Exercise description:
Reproduce the listing that follows, line for line.

Records to process section start

PR #366, opened 2025-08-07
persistent state vs. pure_stage

rkuhn:
This PR shall eventually provide a good answer to accessing and mutating persistent state from pure stages. Let’s start with a little design discussion.


crates/pure-stage/README.md
```diff
@@ -40,21 +40,34 @@ The wiring function ensures that message types do match, but it won't prevent co
...
+One important caveat is that stage states are deserialized independently for each stage, meaning that for example a database connection is maintained once per process in shared global mutable state or that each stage has a separate database connection.
+While the latter may work for some database drivers, it is not an option for resources that are intended to be shared between stages.
+A possible solution to this problem would be to add a per-StageGraph resource registry that deserialization code accesses using some kind of typed key objects.
+This means that deserialization needs to be parameterized, which is not foreseen in serde and thus implies using ThreadLocal or similar hacks.
+
+This reasoning leads me to the conclusion that moving resources out of the stages and manipulating them through external effects only is the more robust and more flexible approach:
+we control the API for evaluating external effects and can thus include access to a resource registry, which can then contain values that are either per-StageGraph or even shared between a selection of StageGraphs.
```
abailly, line 63: That makes sense, and it seems to me this has always been a key assumption of this approach. I think there are cases, eg. very localised effects like writing/reading temporary files or accessing "static" well-known resources where effect modelling through `ExternalEffect` would be overkill and can be avoided.

It seems to me an unfortunate but necessary side-effect of the heavy reliance on async/await to handle concurrency (or is it parallelism?) in Rust, and the opacity of the transformations done by the compiler. As mentioned earlier, the alternative would be to force programmers to write everything as explicit state-machines which might be quite annoying as code size grows.

abailly: An example of `ExternalEffect` implementation can be found [here](https://github.com/pragma-org/amaru/blob/c3fa143ee7a84c6316853569730a949d6fcb7c4a/crates/amaru-consensus/src/consensus/validate_header.rs#L149)

crates/pure-stage/README.md
```diff
@@ -40,21 +40,34 @@ The wiring function ensures that message types do match, but it won't prevent co
...
+
+The alternative is to move the resources into the stage state, which means that serialization records a brief declaration and deserialization recreates the resource based on that declaration (e.g. a database path and snapshot name).
+One important caveat is that stage states are deserialized independently for each stage, meaning that for example a database connection is maintained once per process in shared global mutable state or that each stage has a separate database connection.
+While the latter may work for some database drivers, it is not an option for resources that are intended to be shared between stages.
+A possible solution to this problem would be to add a per-StageGraph resource registry that deserialization code accesses using some kind of typed key objects.
+This means that deserialization needs to be parameterized, which is not foreseen in serde and thus implies using ThreadLocal or similar hacks.
+
+This reasoning leads me to the conclusion that moving resources out of the stages and manipulating them through external effects only is the more robust and more flexible approach:
```
KtorZ, line 62: Now I am a little scared by what you mean here and what the implication are from an implementation perspective. I do not like the thought of abstracting every database call behind "an effect". Effect systems have *never* brought anything but trouble to me :)

crates/pure-stage/README.md
rkuhn: That effect has now been adapted to the new resource handling scheme.

rkuhn (commented):
@abailly @stevana This completes the move of `validate_header` to pure_stage in the sense that resource handling is done as it should be done across the whole consensus stage graph.

abailly:
@rkuhn we should be good to go with this one, shan't we? Just need conflicts resolution

crates/amaru/src/stages/mod.rs
```diff
@@ -192,6 +192,13 @@ pub fn bootstrap(
     let (network_output, validate_header_input) =
         build_stage_graph(global_parameters, consensus, &mut network);
 
+    network
+        .resources()
+        .put::<ValidateHeaderResourceStore>(chain_store_ref);
+    network
+        .resources()
+        .put::<ValidateHeaderResourceParameters>(global_parameters.clone());
+
```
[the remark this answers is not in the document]
rkuhn: Please leave the check of whether something compiles to the actual compiler: CI proves that you’re wrong on this one.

Records to process section end

Result for this exercise:
PR #366, opened 2025-08-07
persistent state vs. pure_stage

rkuhn:
This PR shall eventually provide a good answer to accessing and mutating persistent state from pure stages. Let’s start with a little design discussion.


crates/pure-stage/README.md
```diff
@@ -40,21 +40,34 @@ The wiring function ensures that message types do match, but it won't prevent co
...
+One important caveat is that stage states are deserialized independently for each stage, meaning that for example a database connection is maintained once per process in shared global mutable state or that each stage has a separate database connection.
+While the latter may work for some database drivers, it is not an option for resources that are intended to be shared between stages.
+A possible solution to this problem would be to add a per-StageGraph resource registry that deserialization code accesses using some kind of typed key objects.
+This means that deserialization needs to be parameterized, which is not foreseen in serde and thus implies using ThreadLocal or similar hacks.
+
+This reasoning leads me to the conclusion that moving resources out of the stages and manipulating them through external effects only is the more robust and more flexible approach:
+we control the API for evaluating external effects and can thus include access to a resource registry, which can then contain values that are either per-StageGraph or even shared between a selection of StageGraphs.
```
abailly, line 63: That makes sense, and it seems to me this has always been a key assumption of this approach. I think there are cases, eg. very localised effects like writing/reading temporary files or accessing "static" well-known resources where effect modelling through `ExternalEffect` would be overkill and can be avoided.

It seems to me an unfortunate but necessary side-effect of the heavy reliance on async/await to handle concurrency (or is it parallelism?) in Rust, and the opacity of the transformations done by the compiler. As mentioned earlier, the alternative would be to force programmers to write everything as explicit state-machines which might be quite annoying as code size grows.

abailly: An example of `ExternalEffect` implementation can be found [here](https://github.com/pragma-org/amaru/blob/c3fa143ee7a84c6316853569730a949d6fcb7c4a/crates/amaru-consensus/src/consensus/validate_header.rs#L149)

crates/pure-stage/README.md
```diff
@@ -40,21 +40,34 @@ The wiring function ensures that message types do match, but it won't prevent co
...
+
+The alternative is to move the resources into the stage state, which means that serialization records a brief declaration and deserialization recreates the resource based on that declaration (e.g. a database path and snapshot name).
+One important caveat is that stage states are deserialized independently for each stage, meaning that for example a database connection is maintained once per process in shared global mutable state or that each stage has a separate database connection.
+While the latter may work for some database drivers, it is not an option for resources that are intended to be shared between stages.
+A possible solution to this problem would be to add a per-StageGraph resource registry that deserialization code accesses using some kind of typed key objects.
+This means that deserialization needs to be parameterized, which is not foreseen in serde and thus implies using ThreadLocal or similar hacks.
+
+This reasoning leads me to the conclusion that moving resources out of the stages and manipulating them through external effects only is the more robust and more flexible approach:
```
KtorZ, line 62: Now I am a little scared by what you mean here and what the implication are from an implementation perspective. I do not like the thought of abstracting every database call behind "an effect". Effect systems have *never* brought anything but trouble to me :)

crates/pure-stage/README.md
rkuhn: That effect has now been adapted to the new resource handling scheme.

rkuhn (commented):
@abailly @stevana This completes the move of `validate_header` to pure_stage in the sense that resource handling is done as it should be done across the whole consensus stage graph.

abailly:
@rkuhn we should be good to go with this one, shan't we? Just need conflicts resolution

crates/amaru/src/stages/mod.rs
```diff
@@ -192,6 +192,13 @@ pub fn bootstrap(
     let (network_output, validate_header_input) =
         build_stage_graph(global_parameters, consensus, &mut network);
 
+    network
+        .resources()
+        .put::<ValidateHeaderResourceStore>(chain_store_ref);
+    network
+        .resources()
+        .put::<ValidateHeaderResourceParameters>(global_parameters.clone());
+
```
[the remark this answers is not in the document]
rkuhn: Please leave the check of whether something compiles to the actual compiler: CI proves that you’re wrong on this one.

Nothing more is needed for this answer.